Data to use:

########################################

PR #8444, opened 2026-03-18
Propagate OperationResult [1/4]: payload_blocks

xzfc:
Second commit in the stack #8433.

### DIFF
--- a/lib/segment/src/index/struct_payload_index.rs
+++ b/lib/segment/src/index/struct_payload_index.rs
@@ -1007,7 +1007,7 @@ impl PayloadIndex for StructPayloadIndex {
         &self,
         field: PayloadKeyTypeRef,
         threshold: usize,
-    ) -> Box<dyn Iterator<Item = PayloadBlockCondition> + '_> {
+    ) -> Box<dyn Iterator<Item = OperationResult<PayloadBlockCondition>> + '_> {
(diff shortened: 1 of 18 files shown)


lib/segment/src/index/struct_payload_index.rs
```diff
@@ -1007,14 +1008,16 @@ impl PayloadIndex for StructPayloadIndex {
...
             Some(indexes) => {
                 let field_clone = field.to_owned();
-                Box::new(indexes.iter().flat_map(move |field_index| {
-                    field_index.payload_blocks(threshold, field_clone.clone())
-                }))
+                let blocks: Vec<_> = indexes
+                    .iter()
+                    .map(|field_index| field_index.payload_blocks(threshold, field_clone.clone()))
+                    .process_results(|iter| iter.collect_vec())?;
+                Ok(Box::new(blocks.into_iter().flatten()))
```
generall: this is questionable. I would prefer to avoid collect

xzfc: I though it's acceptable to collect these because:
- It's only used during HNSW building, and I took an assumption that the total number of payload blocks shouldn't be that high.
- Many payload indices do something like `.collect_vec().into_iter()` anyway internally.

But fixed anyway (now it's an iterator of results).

########################################

Task objective:
Every line above that holds the string "segment" should be copied into the answer.

Exercise result:
--- a/lib/segment/src/index/struct_payload_index.rs
+++ b/lib/segment/src/index/struct_payload_index.rs
lib/segment/src/index/struct_payload_index.rs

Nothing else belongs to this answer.